PR #8365, opened 2024-06-11
Further cleanup to deneb validator index cache

rolfyone:
- was a problem with noop cache (admittedly non production)
 - was still filtering non-final indices, and that could cause problems with the way updateLast was working.
 - disabled the non final index testcase

 Now we should be
  - caching all indices from state, as long as we're not noop
  - cleanup interface that was allowing cache access (used in tests but only for size)

  We shouldn't release the last version, i think it'll cause issues in some scenarios

  This is only a step towards the final version, but this one should be safer to release than the previous version.

## Documentation

## Changelog

### DIFF
--- a/ethereum/spec/src/main/java/tech/pegasys/teku/spec/datastructures/state/beaconstate/common/ValidatorIndexCache.java
+++ b/ethereum/spec/src/main/java/tech/pegasys/teku/spec/datastructures/state/beaconstate/common/ValidatorIndexCache.java
@@ -25,16 +25,16 @@ import tech.pegasys.teku.spec.datastructures.state.Validator;
 import tech.pegasys.teku.spec.datastructures.state.beaconstate.BeaconState;
 
 public class ValidatorIndexCache {
-  protected final Cache<BLSPublicKey, Integer> validatorIndices;
-  protected final AtomicInteger lastCachedIndex;
+  private final Cache<BLSPublicKey, Integer> validatorIndices;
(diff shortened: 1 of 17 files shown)


ethereum/spec/src/main/java/tech/pegasys/teku/spec/datastructures/state/beaconstate/common/ValidatorIndexCache.java
```diff
@@ -62,31 +59,18 @@ public Optional<Integer> getValidatorIndex(
...
   }
 
-  private Optional<Integer> findIndexFromState(
-      final SszList<Validator> validatorList, final BLSPublicKey publicKey) {
-    for (int i = Math.max(lastCachedIndex.get() + 1, 0); i < validatorList.size(); i++) {
-      BLSPublicKey pubKey = validatorList.get(i).getPublicKey();
-      // from electra, only finalized validator indices are stable,
-      // so we look to store only finalized indices not already stored.
-      validatorIndices.invalidateWithNewValue(pubKey, i);
-      updateLastIndex(i);
```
════════
◆ Try it:
Lines in the data above may contain the word "teku"; count them and give only the number.

◆ The completed task:
5